I just purchased a used 60gal Ajax compressor with a 220volt motor. The guy said that the line on the unloader valve leaks a bit, so I bought it thinking it's an easy fix. I ended up replacing the whole pressure control switch box and a new pipe from the pump head to the unloader valve.
Now it starts perfectly and runs to 125 psi then switches off, then the unloader valve keeps hissing out pressure till the psi drops to 80 then she kicks back on again. How do I get it to stop ?
Regards
Sam


----------



## rhenning (Jul 23, 2011)

You have a leak someplace. You need to find it and fix it.
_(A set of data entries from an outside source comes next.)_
PR #538, opened 2018-07-26
dev/drupal/27 Custom fields with duplicate labels are not displayed correctly in views

JKingsnorth:
Steps to recreate:

- Create a custom field group associated with organisations, add a field with the label 'Role' (eg: ID 1)
- Create a custom field group associated with individuals, add a field with the label 'Role' (eg: ID 2)
- Create a view which exposes the second 'role' field on a contact record
- The field is always empty

Reason:

- The custom field handler is searching for the field ID based on the label of the field, which is a loose search, it returns the first match, which is ID 1 in the example above.

Remedy:

- Tighten the custom field handler to search for the ID of the field based on the unique column name.

### DIFF
--- a/modules/views/civicrm/civicrm_handler_field_custom.inc
+++ b/modules/views/civicrm/civicrm_handler_field_custom.inc
@@ -70,7 +70,7 @@ class civicrm_handler_field_custom extends views_handler_field {
         if (!is_null($value)) {
           // get the field id from the db
           if (!empty($this->definition['title'])) {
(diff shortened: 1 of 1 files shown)


JKingsnorth:
I've just noticed that there is no index on the 'column_name' field, which may reduce performance slightly on websites with a large number of custom fields? Happy to take advice on whether this is an issue worth following up; but I expect that the performance impact will be too small to easily test? As a sidenote - the 'column_name' field seems like one that should have an index on it.

An alternative approach to this PR would be to extract the field ID from the alias. Eg: extract the '6' from 'role_6'.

Without the compressor in my ands it is hard to know where. Maybe one of the valves in the pumpisn't sealing completely. Maybe the tank has a rust hole. I would start by spraying soapy water on every fitting on the compressor until you find bubbles. That should show you where the problem is. Roger


----------



## Samc (Mar 13, 2012)

*Compressor keeps cycling*

There is no leak anywhere. When the compressor shuts off after the pressure is built up a little arm on the side of the pressure control switch lifts up and opens the unloader valve .... well it keeps holding the valve open till the pressure drops to 80 then she kicks the compressor back on. When the compressor starts back up the little arm drops away closing the unloader valve.


----------



## cedgo (Sep 29, 2011)

Sam, make sure the check valve on your tank is not allowing air to escape. 
Once in the tank, the air should have nowhere to go.
The valve ould be located where the air enters, kind of a one way valve.


----------



## Samc (Mar 13, 2012)

Cedgo .... thank you, thank you.
All fixed, I pulled the check valve and could blow and suck through it so I went to Napa and got a new one, put it in and I now am the owner of a perfect running compressor.


----------



## rhenning (Jul 23, 2011)

The check valve was your leak. Roger


----------



## Samc (Mar 13, 2012)

I did reply yesterday but don't see it today ....anyway
Thank you very much Cedgo ... replaced the check valve and she is now perfect.


----------



## cedgo (Sep 29, 2011)

You're very welcome. Always nice to help.


----------



## cedgo (Sep 29, 2011)

Hey, maybe just buy a new one.


----------